Такая уступчивость сподвигла сида и на другой шантаж — он попытался принудить Бранвен отправить его домой под угрозой письма лорду Освальду, но не преуспел. Бранвен побледнела, задрожала, но осталась тверда — она хранит верность жениху, а если ей придется быть опозоренной, то предпочтет окончить дни в монастыре, не нарушив девства.
Сид обозвал ее полоумной монашкой, но о письме жениху больше не заговаривал.
Новым испытанием стало принятие ванны перед сном.
Бранвен привыкла принимать ванну три раза в неделю, а перед церковной службой, накануне вечером, топили мыльню. С появлением нового жильца в спальне, все усложнилось. От мыльни придется отказаться, это Бранвен поняла сразу, и страшно нервничала, ожидая вечернего омовения.
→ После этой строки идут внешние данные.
PR #34, opened 2016-07-23
LOG4J2-1341 GC-free HighlightConverter and StyleConverter

rzschech:
GC-Free HighlightConverter and StyleConverter

### DIFF
--- a/log4j-core/src/test/resources/log4j-style.xml
+++ b/log4j-core/src/test/resources/log4j-style.xml
@@ -20,7 +20,7 @@
   <Appenders>
     <List name="List">
        <PatternLayout>
-         <Pattern>%d %highlight{%p} %style{%logger}{bright,cyan} %C{1.} %msg%n</Pattern>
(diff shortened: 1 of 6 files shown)


remkop:
Thanks! I will take a look at this in the next few days.

log4j-core/src/test/resources/log4j-style.xml
```diff
@@ -20,7 +20,7 @@
   <Appenders>
     <List name="List">
        <PatternLayout>
-         <Pattern>%d %highlight{%p} %style{%logger}{bright,cyan} %C{1.} %msg%n</Pattern>
+         <Pattern>%d %highlight{%p} %style{%logger}{bright,cyan}%style{}{bright,cyan} %C{1.} %msg%n</Pattern>
```
rzschech: This change is to verify that the no text appended within the style case.

garydgregory:
We should make sure that these test fixtures are not being overloaded. One config file and test should ideally test one thing IMO.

После ужина закрыли ставни, принесли деревянную ванну и наполнили ее горячей водой, добавив несколько капель ароматической эссенции. Зеркало запотело, запахло весенними цветами. Это был любимый запах Бранвен — так пахли синие цветы, растущие на склонах. Весной их сушили впрок, а потом добавляли в ароматические мешочки, в нюхательную соль или изготовляли настойку.
Эфриэл, наблюдая за приготовлениями лежа на лавке, не сделал даже попытки прикрыть глаза.
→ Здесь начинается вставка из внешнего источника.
PR #35, opened 2016-07-23
LOG4J2-1488 Add support for period in ISO8601 format

rzschech:
Add support for period in ISO8601 format as per the documentation: "millisecond separator may be either a comma ',' or a period '.'"

Also Java's `java.time.Instant.toString()` and JavaScript's `new Date().toISOString()` use '.' as well.

### DIFF
--- a/log4j-core/src/main/java/org/apache/logging/log4j/core/util/datetime/FixedDateFormat.java
+++ b/log4j-core/src/main/java/org/apache/logging/log4j/core/util/datetime/FixedDateFormat.java
@@ -75,6 +75,11 @@ public class FixedDateFormat {
         ISO8601_BASIC("yyyyMMdd'T'HHmmss,SSS", "yyyyMMdd'T'", 2, ' ', 0, ',', 1),
 
         /**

— Не мог бы ты отвернуться, пока я моюсь? — шепотом попросила Бранвен.
— Отвернуться? И пропустить все самое интересное? Ну нет, — Эфриэл насмешливо улыбался.
— Недостойно подглядывать за женщиной…
— Вы что-то сказали, миледи? — спросила служанка, заворачивая в простынь разогретые камни.
— Да, сказала. Я буду купаться в рубашке! — объявила Бранвен.
Эфриэл зашелся от смеха, а лицо служанки вытянулось.
Обычно Бранвен любила полежать в ванне в свое удовольствие, но в этот раз купание было особенно коротким. Слушать, как язвительный дух сыпет шуточками по поводу ее исключительного целомудрия, было невозможно. Стащив с себя мокрую рубашку, которая немилосердно прилипала к телу, Бранвен быстро завернулась в простыню.
Засыпая, она глотала слезы, ругая и жалея себя. Чем прогневила она яркое пламя, если ей была уготована такая западня? Мысленно она взывала к Айфе, умоляя ее поскорее приехать. Айфа придумает что-нибудь и избавит ее от духа, который оказался страшнее, чем проклятье Роренброков. У Эфриэла на этот счет было другое мнение, но Бранвен не желала его слушать. Если не надеяться на помощь Айфы, то проще сразу выбрить макушку и отправляться в монастырь, забыв о свадьбе, Аллемаде и лорде Освальде.
Теперь у Бранвен началась другая жизнь — странная и ни на что не похожая, и даже старинные баллады не могли бы похвастаться подобным сюжетом. Просыпаясь, девушка первым делом смотрела в угол спальни, где стояла лавка для рукоделий, молясь, чтобы она оказалась пустой. Но там неизменно оказывалось хамоватое, храпящее существо, не желающее прикрывать свою наготу и не утруждавшее себя хорошими манерами. Постепенно Бранвен становилась не хозяйкой, а сторонней особой в своей собственной спальне, потому что командовал всем гость, девушке же оставалось только подчиняться. Он отказывался покидать комнату, чтобы предоставить Бранвен время для утреннего туалета. Он ругал каждый обед, завтрак и ужин, хотя съедал все с отменным аппетитом, предпочитая есть руками и облизывать пальцы, поглядывая при этом на Бранвен так, словно желал и ее съесть на закуску. Кроме насмешек над самой Бранвен, ее слугами и подружками, он нашел еще одно развлечение — измарал все пергаментные листы из письменного стола непристойными картинками, изображая мужчин с непомерно огромными возбужденными членами, или языческую богиню красоты перед зеркалом, которой слуги пудрили жирный зад. Бранвен бросало в холодный пот, едва она представляла, как Матильда, сестры или мать могут обнаружить сии художества в ее комнате, и немедленно уничтожала рисунки, разрезая их на тонкие полоски или сжигая в камине.